→ Exercise prompt
Every line in the records below that holds "already" must be identified and copied.

→ Extracted records

Start of Block

PR #320, opened 2021-11-26
feat(backend): Implement ContributorRating initialization endpoint

amatissart:
:warning: Depends on #315 

* New endpoint `POST /users/me/contributors_ratings/` to initialize a rating about a specific video, with an optional `is_public` preference.  
This endpoint will typically be called before a user submits their first comparison about a video.

* The `ContributorRating` serializers include a new field `n_comparisons` (= the count of comparisons by the authenticated user about the current video)

### DIFF
--- a/backend/tournesol/serializers.py
+++ b/backend/tournesol/serializers.py
@@ -302,6 +302,14 @@ class ContributorRatingCreateSerializer(ContributorRatingSerializer):
             video = Video.objects.get(video_id=video_id)
         except Video.DoesNotExist:
             raise ValidationError(f"Video with video_id '{video_id}' does not exist")
+
+        user = self.context["request"].user
+        if user.contributorvideoratings.filter(video=video).exists():
+            raise ValidationError(
+                "A ContributorRating already exists for this (user, video)",
+                code='unique',
+            )
+
         attrs["video"] = video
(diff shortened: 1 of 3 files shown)


GresilleSiffle:
Hello @amatissart 

The new code is good and well structured for me :+1: 

I found only one bug with `POST /users/me/contributor_ratings`: calling it several times with the same  `video_id` raises the exception `IntegrityError` instead returning a JSON body with a parsable message.

```
IntegrityError at /users/me/contributor_ratings/
ERREUR:  la valeur d'une clé dupliquée rompt la contrainte unique « tournesol_contributorvideorating_user_id_video_id_1717b1fc_uniq »
DETAIL:  La clé « (user_id, video_id)=(1, 1) » existe déjà.
``` 

I also found one minor issue not introduced by this PR, but still related to ratings. We can either fix it now, or after everything related to public / private ratings is merged.

The `GET`, `PUT` and `PATCH` endpoints share the same description in the generated documentation, which is wrong for `PUT` and `PATCH`
> Retrieve the logged in user's ratings for a specific video (computed automatically from the user's comparisons) 

We could use something like that instead:

> Update public / private status of the logged in user's rating for a specific video.

What do you think?

GresilleSiffle (approved):

PR #302, opened 2017-01-09
Add toESObservable identity fn to rxjsObservableConfig

trxcllnt:
This PR adds a `toESObservable` function to the `rxjsObservableConfig`, so it can be used with `componentFromStreamWithConfig`. I ran into this issue writing a library with recompose and RxJS. I don't want the library overwrite if someone has set the global config, but using `rxjsObservableConfig` with `componentFromStreamWithConfig` will throw an error, because `toESObservable` isn't defined.

It seems the tests for `componentFromStream` are skipped, so I didn't add a test for this case. Let me know if there's anything else I should add to this PR. Thanks.

### DIFF
--- a/src/packages/recompose/rxjsObservableConfig.js
+++ b/src/packages/recompose/rxjsObservableConfig.js
@@ -1,7 +1,8 @@
 import Rx from 'rxjs'
 
 const config = {
-  fromESObservable: Rx.Observable.from
+  fromESObservable: Rx.Observable.from,
+  toESObservable: stream => stream
 }
 
 export default config


wuct:
It makes sense to me, but I want to clarify your requirement. 

When it comes to global config, do you mean the config in [`setObservableConfig`](https://github.com/acdlite/recompose/blob/master/src/packages/recompose/setObservableConfig.js)? If the answer is yes, why don't you import the config from it? If no, what does the global config mean?

trxcllnt:
@wuct Yep, exactly. As I'm implementing a library that uses both recompose and Rx, I figured it's probably best not to call `setObservableConfig`, as someone who imports my library fn may have already set the global config to something they prefer. Here's an example of the code I figured I'd write:

```es6
// my-lib/hoc.js
import { Observable } from 'rxjs/Observable';
import rxjsObservableConfig from 'recompose/rxjsObservableConfig';
import { mapPropsStreamWithConfig } from 'recompose/mapPropsStream';

const mapPropsStream = mapPropsStreamWithConfig(rxjsObservableConfig);
const myHOC = mapPropsStream((props) => /* etc. */);

export { myHOC };
export default myHOC;
```

wuct:
I see. Thanks for providing detail.

PR #303, opened 2017-01-09
Сomplete props stream before unmounting.

### LINKED ISSUE #220: [rx] props stream never ends
When `ComponentFromStream` is unmounted, it's obvious that `props$` stream will no more receive new values – i.e., it's ended.
So, maybe, it makes sense to call `observer.complete()` in `componentWillUnmount`?
It can simplify performing cleanup on unmount, without need to use `lifecycle` helper and implicitly convert our functional components into classes.

Before:

``` js
compose(
   mapPropsStream(props$ => {
       ...setup some handlers and cleanup function...
       return props$.combineLatest(...);
   }),
   lifecycle({
      componentWillUnmount() {
          this.props.doSomeCleanup();
      }
   }),
   MyFunctionalComponent
)
```

After:

``` js
componentFromStream(props$ => {
    ...setup some handlers and cleanup function...
    props$.doOnCompleted(doSomeCleanup);
    return props$.combineLatest(..., MyFunctionalComponent);
})
```

umidbekkarimov:
Closes #220

### DIFF
--- a/src/packages/recompose/__tests__/componentFromStream-test.skip.js
+++ b/src/packages/recompose/__tests__/componentFromStream-test.skip.js
@@ -62,3 +62,35 @@ test('handler multiple observers of props stream', t => {
   wrapper.setProps({ value: 2 })
   t.is(div.prop('value'), 2)
 })
+
+test('complete props stream before unmounting', t => {
+  let counter = 0
+
+  const Div = componentFromStream(props$ => {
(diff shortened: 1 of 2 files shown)


istarkov:
Plz see comment in #220 about second argument

umidbekkarimov:
@istarkov done

istarkov:
Thank you!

End of Block

→ Finished task
+                "A ContributorRating already exists for this (user, video)",
@wuct Yep, exactly. As I'm implementing a library that uses both recompose and Rx, I figured it's probably best not to call `setObservableConfig`, as someone who imports my library fn may have already set the global config to something they prefer. Here's an example of the code I figured I'd write:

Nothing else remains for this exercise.